**Brief**. Repeat the records below verbatim.

Stored items:
PR #343, opened 2024-01-11
Add namespace_delete_delay option to DeleteNamespaceRequest

hehaifengcn:
**What changed?**

**Why?**
So we can override DeleteNamespaceNamespaceDeleteDelay dynamic config setting for deleting namespace info. 

**Breaking changes**

### DIFF
--- a/temporal/api/operatorservice/v1/request_response.proto
+++ b/temporal/api/operatorservice/v1/request_response.proto
@@ -75,6 +75,8 @@ message DeleteNamespaceRequest {
     // Only one of namespace or namespace_id must be specified to identify namespace.
     string namespace = 1;
     string namespace_id = 2;
+    // If provided, the deletion of namespace info will be delayed for given duration (0 means no delay).
+    // If not provided, use default delay configured in the cluster.
     google.protobuf.Duration namespace_delete_delay = 3;
 }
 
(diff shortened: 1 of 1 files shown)


temporal/api/operatorservice/v1/request_response.proto
```diff
@@ -74,6 +75,9 @@ message DeleteNamespaceRequest {
     // Only one of namespace or namespace_id must be specified to identify namespace.
     string namespace = 1;
     string namespace_id = 2;
+    // If provided, the deletion of namespace info will be delayed for given duration (0 means no delay).
+    // If not provided, use default delay configured in the cluster.
+    google.protobuf.Duration namespace_delete_delay = 3;
```
alexshtin, line 80: It is already in `DeleteNamespaceRequest`. I would call it just `delay`.

hehaifengcn: delay may cause confusion that the whole deletion was delayed, which isn't the case (WF will be still deleted immediately).

temporal/api/operatorservice/v1/request_response.proto
```diff
@@ -74,6 +75,9 @@ message DeleteNamespaceRequest {
     // Only one of namespace or namespace_id must be specified to identify namespace.
     string namespace = 1;
     string namespace_id = 2;
+    // If provided, the deletion of namespace info will be delayed for given duration (0 means no delay).
+    // If not provided, use default delay configured in the cluster.
```
Sushisource, line 79:
```suggestion
    // If provided, the deletion of namespace info will be delayed for given duration (0 means no delay).
    // If not provided, the default delay configured in the cluster will be used.
```

Sushisource (approved):

mjameswh (approved):
LGTM

PR #344, opened 2024-01-12
Moving retry interval to ApplicationFailure per Yimins request.

ast2023:
**What changed?**
retry delay interval was moved from ActivityFailed message to ApplicationFailure 

**Why?**
Requested by Yimin

No

### DIFF
--- a/temporal/api/failure/v1/message.proto
+++ b/temporal/api/failure/v1/message.proto
@@ -34,10 +34,19 @@ option csharp_namespace = "Temporalio.Api.Failure.V1";
 import "temporal/api/common/v1/message.proto";
 import "temporal/api/enums/v1/workflow.proto";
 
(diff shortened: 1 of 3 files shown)


temporal/api/failure/v1/message.proto
```diff
@@ -1,5 +1,3 @@
-// The MIT License
-//
```
cretz, line 2: Accidentally removed?

ast2023: Thank you!

cretz (approved):
Since you're technically making a backwards incompatible change to our API, you'll have to disable the buf compatibility checker in this PR and re-enable it in another PR after you've merged this one. Right now CI will fail.

(marking approved as agreed, though I don't personally agree w/ this being on the error)

yiminc (approved):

**Exercise answer**.
PR #343, opened 2024-01-11
Add namespace_delete_delay option to DeleteNamespaceRequest

hehaifengcn:
**What changed?**

**Why?**
So we can override DeleteNamespaceNamespaceDeleteDelay dynamic config setting for deleting namespace info. 

**Breaking changes**

### DIFF
--- a/temporal/api/operatorservice/v1/request_response.proto
+++ b/temporal/api/operatorservice/v1/request_response.proto
@@ -75,6 +75,8 @@ message DeleteNamespaceRequest {
     // Only one of namespace or namespace_id must be specified to identify namespace.
     string namespace = 1;
     string namespace_id = 2;
+    // If provided, the deletion of namespace info will be delayed for given duration (0 means no delay).
+    // If not provided, use default delay configured in the cluster.
     google.protobuf.Duration namespace_delete_delay = 3;
 }
 
(diff shortened: 1 of 1 files shown)


temporal/api/operatorservice/v1/request_response.proto
```diff
@@ -74,6 +75,9 @@ message DeleteNamespaceRequest {
     // Only one of namespace or namespace_id must be specified to identify namespace.
     string namespace = 1;
     string namespace_id = 2;
+    // If provided, the deletion of namespace info will be delayed for given duration (0 means no delay).
+    // If not provided, use default delay configured in the cluster.
+    google.protobuf.Duration namespace_delete_delay = 3;
```
alexshtin, line 80: It is already in `DeleteNamespaceRequest`. I would call it just `delay`.

hehaifengcn: delay may cause confusion that the whole deletion was delayed, which isn't the case (WF will be still deleted immediately).

temporal/api/operatorservice/v1/request_response.proto
```diff
@@ -74,6 +75,9 @@ message DeleteNamespaceRequest {
     // Only one of namespace or namespace_id must be specified to identify namespace.
     string namespace = 1;
     string namespace_id = 2;
+    // If provided, the deletion of namespace info will be delayed for given duration (0 means no delay).
+    // If not provided, use default delay configured in the cluster.
```
Sushisource, line 79:
```suggestion
    // If provided, the deletion of namespace info will be delayed for given duration (0 means no delay).
    // If not provided, the default delay configured in the cluster will be used.
```

Sushisource (approved):

mjameswh (approved):
LGTM

PR #344, opened 2024-01-12
Moving retry interval to ApplicationFailure per Yimins request.

ast2023:
**What changed?**
retry delay interval was moved from ActivityFailed message to ApplicationFailure 

**Why?**
Requested by Yimin

No

### DIFF
--- a/temporal/api/failure/v1/message.proto
+++ b/temporal/api/failure/v1/message.proto
@@ -34,10 +34,19 @@ option csharp_namespace = "Temporalio.Api.Failure.V1";
 import "temporal/api/common/v1/message.proto";
 import "temporal/api/enums/v1/workflow.proto";
 
(diff shortened: 1 of 3 files shown)


temporal/api/failure/v1/message.proto
```diff
@@ -1,5 +1,3 @@
-// The MIT License
-//
```
cretz, line 2: Accidentally removed?

ast2023: Thank you!

cretz (approved):
Since you're technically making a backwards incompatible change to our API, you'll have to disable the buf compatibility checker in this PR and re-enable it in another PR after you've merged this one. Right now CI will fail.

(marking approved as agreed, though I don't personally agree w/ this being on the error)

yiminc (approved):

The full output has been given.